I'm seeing some early and strange activity.....
On one place I hunt we have a big 11pt and he's an older buck. He's hanging out with 4 to 5 does. He's been seen more than a few times with them...
Then this morning another place I hunt I seen a younger buck with a doe!!!
Now the younger buck I can kind of see him sniffing...but the older one???
To me it's way too early!!! I also heard of 2 nice bucks taken opening weekend... They came in on a drag rag!!!
This is why I love bow hunting!!


----------



## caseyroo (Jun 26, 2006)

I'm still seeing numerous bachelor groups in both NE Ohio and SE Ohio


----------



## bradley4 (Mar 31, 2014)

Yes!! I'm having this weird activity too. I checked camera today and on my way back I checked a field I don't usually walk in and discovered about 10 rubs and some scrapes. Does this buck think it's pre rut?


----------



## fish4wall (Apr 14, 2004)

I'm mostly hunting in Delaware Co.
wow!! Bradley!!! I think that bucks about to POP!!!


----------



## Shortdrift (Apr 5, 2004)

Just like Teenagers,,,,,,,,,,,,,,,,,,,Hope Springs Eternal.....they continue to hope even though they have evidence that things cannot possibly turn out the way they want. I have rubs and scrapes all around my and my neighbor's properties ( 12 acres) here in the City of Medina.


----------



## bradley4 (Mar 31, 2014)

Bad thing is- this property is only 15 acres but produces numbers of up to 15 deer in one sitting. Usually all small bucks though. Forks, 6 points, and basket 8 points. Nothing mature.  it's usually my doe killing property.


----------



## jray (Jan 20, 2006)

One of the biggest deer killed in Ohio down in Fairfield county was shot like October 7 chasing a doe. I've heard the more mature a doe is the earlier they come in.


----------



## jschace (May 12, 2015)

I know the bucks in Northeast Ohio are definitely starting to get into prerut, if they are not already. Seen bucks on the trail camera that I haven't seen all summer. Most of these bucks have their necks starting to swell a little bit and they are making scrapes and rubs along their travel corridors.
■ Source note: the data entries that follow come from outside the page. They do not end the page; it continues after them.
PR #4093, opened 2026-08-11
[Performance] Enable worker metadata for automatic parallel envs

vmoens:
## Summary

- automatically enable worker-originated metadata when environment convenience constructors create a `ParallelEnv` from `num_workers`
- cover Gym, DMControl, Brax, Habitat, LIBERO, Genesis, MJLab, MuJoCo Playground, and process-based custom MuJoCo environments
- retain parent-side metadata for known heterogeneous LIBERO schemas and Habitat device assignments
- document the automatic behavior and extend the existing integration tests

## Motivation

Now if only I could manage some time to get in a tree.


----------



## T-180 (Oct 18, 2005)

Watched a pair of basket racks spar in a cut bean field two nights ago. Nothing serious, but they weren't completely playing around either. There is always a doe or two that come in noticeably earlier than the pack & you can find her, it's jackpot !! The scrapes are staring somewhat & the rubs too. The activity will really increase the next week or so. Hope all this OT at work stops so I can get out some.


----------



## Carpn (Apr 5, 2004)

Nothing abnormal. At least I normally see it. Some deer are getting excited, and this cooler weather helps. I watched a 2 yo run a doe around a picked cornfield fri evening. He was grunting and the whole deal. Not abnormal tho this time of yr.


----------



## miked913 (Feb 29, 2008)

This little 8 point came strolling in this am about 9:00 just walking and grunting. Just the last couple days have been seeing some scrapes that look like they were made with purpose. I am in Harrison co. We are getting closer and this coming weekends big temp drop should really make them scrapes pop! Good luck!


----------



## SelfTaught (Mar 27, 2014)

Noticed a few scrapes along field edges here in north central ohio Erie/Huron county line. Last night saw a very young buck corralling a group of 5 does. Grunting as all get out! & chasing them around. Made for a fun 30 mins in the stand.


----------



## buckeyebowman (Feb 24, 2012)

I like Shortdrift's take, the boys are always ready to go before the girls are. I don't know if it's true or not, but I have read that the first scrapes to show up are made by the older bucks. They've been to this movie before and start advertising early.


----------



## Overwatchmike (Mar 16, 2013)

Saw a young 8 point on my way in this morning chasing 3 does that were in the field. He stopped and did the nose curl like he was tasting the wind.... Won't be too much longer. Northern Stark county


----------



## miked913 (Feb 29, 2008)

Yep


----------



## Monark22 (May 25, 2015)

Bach group October 13th. Saw 8 bucks total but all Around 2 years old. One 3 year old eight point.


----------



## nis1 (Mar 12, 2014)

I shot this big boy on Friday (oct 9) chasing a tiny doe.


----------



## M R DUCKS (Feb 20, 2010)

nis1

Nice !


----------



## Monark22 (May 25, 2015)

nis1 said:


> I shot this big boy on Friday (oct 9) chasing a tiny doe.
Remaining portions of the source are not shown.